PR #2557, opened 2016-06-09
Do not add a User-Agent header by default

thc202:
Change class HttpMethodBase to not add a User-Agent header by default,
thus reducing the (unwanted) changes done to the original HTTP message
being sent.


kingthorin:
Looks good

★ ★ ★ ★ ★ ★ ★

* YOUR OBJECTIVE *
Exactly reproduce the line containing "Change class HttpMethodBase" and all lines after it in the material, stopping only at the end.

* TASK ANSWER *
Change class HttpMethodBase to not add a User-Agent header by default,
thus reducing the (unwanted) changes done to the original HTTP message
being sent.


kingthorin:
Looks good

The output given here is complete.